Here are some tips to get you started with popular CD platforms:
You can run your customized Bash or Python on Jenkins by using the sh
step in the Jenkinsfile
to run your custom script.
pipeline {
agent any
stages {
stage('Build') {
steps {
echo 'Building..'
}
}
stage('Test') {
steps {
echo 'Testing..'
}
}
stage(‘Gradual Deploy') {
steps {
sh /path/to/gradual-deploy-script.sh
}
}
}
}
You have some options to configure the prequisites:
- If you want to run your script directly from the Jenkins pipeline, you must install and configure your prerequisites on the Jenkins server instance - in this case the AWS CLI for the Bash script or Boto3 for the Python script.
- The Jenkins user must have AWS credentials to access the Step Functions service.
- If you are using the standard Amazon Machine Image (AMI) as a base for your Jenkins installation this already contains the prequisites.
- Alternatively, if you want to use custom Docker images to encapsulate your dependencies and scripts, you can use the Docker Pipeline Plugin and let Jenkins run your scripts inside the container.
Use the Jenkins stage or the Script stage in Spinnaker to run a custom shell or Python script from your pipeline.
With the Script stage, Spinnaker uses Jenkins to sandbox your scripts, so you need to set up a Jenkins instance in order to use it.
In your Spinnaker deck, select:
- Add Stage.
- Select the
Script
type of stage. - Under
Command
enter your script invocation. - Set
Depends On
if there’s a preceding stage that should run before your custom script.

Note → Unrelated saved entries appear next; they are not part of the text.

PR #6040, opened 2024-10-28
odb/cdl: Handle top-level pins wired to nets of different name

smunaut:
ATM the code seem to assume that for each top level pin, the net name is equal to the pin name.

That's not always the case and this produces an incorect netlist.

To solve that, during pin name enumeration when creating the subckt line, we create a mapping from "net name" -> "pin name" for each pin connected to a net of a different name. Then when outputting the connections between sub blocks, we use the pin name instead of the DB net name.

### DIFF
--- a/src/odb/src/cdl/cdl.cpp
+++ b/src/odb/src/cdl/cdl.cpp
@@ -105,6 +105,11 @@ std::string getNetName(dbBlock* block,
     return getUnconnectedNet(block, unconnectedNets);
   }
 
+  dbBTerm* bterm = net->get1stBTerm();
+  if (bterm) {
+    return bterm->getName();
+  }
+
   return net->getName();
 }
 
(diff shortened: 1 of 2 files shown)


maliberty:
Please add a unit test that demonstrates this use case.

maliberty:
I don't see a full test, just

image

If no ok needs updating it means this change has no effect on any test.

maliberty (approved):

src/odb/src/cdl/cdl.cpp
```diff
@@ -105,7 +106,14 @@ std::string getNetName(dbBlock* block,
     return getUnconnectedNet(block, unconnectedNets);
   }
 
-  return net->getName();
+  std::string net_name = net->getName();
+
+  auto pin_name_match = net2pin.find(net_name);
+  if (pin_name_match != net2pin.end()) {
+    return pin_name_match->second;
+  }
```
maliberty, line 114: Rather than build net2pin and lookup, you could just handle the bterm here, eg
```
dbBTerm* bterm = net->get1stBTerm();
if (bterm) {
  return bterm->getName();
}
return net->getName();
```

smunaut:
* Rebased to master
* Implemented the more elegant method above
* Checked that the new test doesn't pass without the patch and passes with the patch.

PR #6046, opened 2024-10-29
report_design_area: allow redirection to file

oharboe:
same as all other commands, don't know why this one slipped between the cracks

### DIFF
--- a/src/rsz/src/Resizer.tcl
+++ b/src/rsz/src/Resizer.tcl
@@ -637,7 +637,7 @@ proc repair_timing { args } {
 
 sta::define_cmd_args "report_design_area" {}
 
-proc report_design_area { args } {
+sta::proc_redirect report_design_area { args } {
   sta::parse_key_args "report_design_area" args keys {} flags {}
   set util [format %.0f [expr [rsz::utilization] * 100]]
   set area [sta::format_area [rsz::design_area] 0]
--- a/src/rsz/src/Resizer.tcl
+++ b/src/rsz/src/Resizer.tcl
@@ -637,7 +637,7 @@ proc repair_timing { args } {
 
 sta::define_cmd_args "report_design_area" {[> filename] [>> filename]} ;# checker off
 
-sta::proc_redirect report_design_area { args } {
+sta::proc_redirect report_design_area {
   sta::parse_key_args "report_design_area" args keys {} flags {}
   set util [format %.0f [expr [rsz::utilization] * 100]]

Alternatively, you can encapsulate your logic and its dependencies in a container and execute it with a Run Job stage.
apiVersion: batch/v1
kind: Job
metadata:
name: gradual-deploy
spec:
backoffLimit: 0
template:
spec:
containers:
- command:
- python
- path/to/my/script.py
image: 'myrepo/mycontainer:1.2.3'
name: my-custom-script
restartPolicy: Never
Remember that creating and running resources in AWS costs money. Take care to delete resources when you're done to avoid billing surprises.
All the scripts in this repo are examples that are not meant for production systems. The scripts here do not clean up or release resources when finished. Take care & run at your own risk.